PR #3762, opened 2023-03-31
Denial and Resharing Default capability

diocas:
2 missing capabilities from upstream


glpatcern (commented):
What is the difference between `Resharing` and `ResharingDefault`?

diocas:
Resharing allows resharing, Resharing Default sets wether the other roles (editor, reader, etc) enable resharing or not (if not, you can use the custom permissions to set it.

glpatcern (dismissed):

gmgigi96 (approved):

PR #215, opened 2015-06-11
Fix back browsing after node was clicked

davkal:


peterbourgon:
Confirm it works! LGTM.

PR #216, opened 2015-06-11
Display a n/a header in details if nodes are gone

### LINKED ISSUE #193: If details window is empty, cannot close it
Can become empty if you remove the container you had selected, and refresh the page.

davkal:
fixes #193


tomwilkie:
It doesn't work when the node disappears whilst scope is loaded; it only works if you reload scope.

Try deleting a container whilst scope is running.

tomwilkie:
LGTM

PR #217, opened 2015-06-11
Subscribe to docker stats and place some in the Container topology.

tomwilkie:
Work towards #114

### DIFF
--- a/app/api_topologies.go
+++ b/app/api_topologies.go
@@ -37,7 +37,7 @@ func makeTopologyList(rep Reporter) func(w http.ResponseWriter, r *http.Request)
────
* _Task goal_
Print out the whole listing, with every line exactly as it appears.

* _Solution for this exercise_
PR #3762, opened 2023-03-31
Denial and Resharing Default capability

diocas:
2 missing capabilities from upstream


glpatcern (commented):
What is the difference between `Resharing` and `ResharingDefault`?

diocas:
Resharing allows resharing, Resharing Default sets wether the other roles (editor, reader, etc) enable resharing or not (if not, you can use the custom permissions to set it.

glpatcern (dismissed):

gmgigi96 (approved):

PR #215, opened 2015-06-11
Fix back browsing after node was clicked

davkal:


peterbourgon:
Confirm it works! LGTM.

PR #216, opened 2015-06-11
Display a n/a header in details if nodes are gone

### LINKED ISSUE #193: If details window is empty, cannot close it
Can become empty if you remove the container you had selected, and refresh the page.

davkal:
fixes #193


tomwilkie:
It doesn't work when the node disappears whilst scope is loaded; it only works if you reload scope.

Try deleting a container whilst scope is running.

tomwilkie:
LGTM

PR #217, opened 2015-06-11
Subscribe to docker stats and place some in the Container topology.

tomwilkie:
Work towards #114

### DIFF
--- a/app/api_topologies.go
+++ b/app/api_topologies.go
@@ -37,7 +37,7 @@ func makeTopologyList(rep Reporter) func(w http.ResponseWriter, r *http.Request)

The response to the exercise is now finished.